#### Directions
Write only the number of lines in the data that include the word "convertFile".

== Records

PR #1400, opened 2023-11-01
Correct the declarations of I/O buffers as bytes-based

oprypin:
* Correctly declare the parameter annotations as `BinaryIO`, because in fact it works only with byte-based buffers.
   
   Attempt at running code both **before** and after this change:

  ```pycon
  >>> from markdown import Markdown

  >>> from io import StringIO, BytesIO
  
  >>> Markdown().convertFile(BytesIO(b'input'), output=BytesIO())
  <markdown.core.Markdown object at 0x7fe3bba7c710>

  >>> Markdown().convertFile(StringIO('input'), output=BytesIO())
    File "markdown/core.py", line 423, in convertFile
      text = input_file.read()
            ^^^^^^^^^^^^^^^^^
    File "<frozen codecs>", line 500, in read
  TypeError: can't concat str to bytes
  
  >>> Markdown().convertFile(BytesIO(b'input'), output=StringIO())
    File "markdown/core.py", line 446, in convertFile
      output_file.write(html)
    File "<frozen codecs>", line 378, in write
  TypeError: string argument expected, got 'bytes'
  ```

* `sys.stdin.read()` is always a string, so remove the Python2-specific check.
    * Correct the patch in the test which incorrectly sets `sys.stdin` to a bytes buffer which it never is.

* `sys.stdout.buffer` always exists, so remove the Python2-specific fallback.
    * Correct the patch in the test which incorrectly sets `sys.stdout` to a bytes buffer which it never is. And fix a matching mistake because this necessitated `stdout.read().decode()`.

### DIFF
--- a/markdown/core.py
+++ b/markdown/core.py
@@ -23,7 +23,7 @@ import codecs
 import sys
 import logging
 import importlib
-from typing import TYPE_CHECKING, Any, Callable, ClassVar, Mapping, Sequence, TextIO
+from typing import TYPE_CHECKING, Any, BinaryIO, Callable, ClassVar, Mapping, Sequence
 from . import util
 from .preprocessors import build_preprocessors
 from .blockprocessors import build_block_parser
@@ -387,8 +387,8 @@ class Markdown:
 
     def convertFile(
         self,
-        input: str | TextIO | None = None,
-        output: str | TextIO | None = None,
+        input: str | BinaryIO | None = None,
+        output: str | BinaryIO | None = None,
         encoding: str | None = None,
     ) -> Markdown:
         """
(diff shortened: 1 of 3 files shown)


markdown/core.py
```diff
@@ -448,12 +446,8 @@ def convertFile(
         else:
             # Encode manually and write bytes to stdout.
             html = html.encode(encoding, "xmlcharrefreplace")
-            try:
-                # Write bytes directly to buffer (Python 3).
-                sys.stdout.buffer.write(html)
-            except AttributeError:  # pragma: no cover
-                # Probably Python 2, which works with bytes by default.
-                sys.stdout.write(html)
+            # Write bytes directly to buffer (Python 3).
```
waylan:
```suggestion
            
```

waylan (commented):
Thanks for this (along with the explanation. I've been meaning to update this to remove the old legacy code and never remembered when I had the time/motivation.

markdown/core.py
oprypin: Done

waylan (approved):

====

#### Response area
7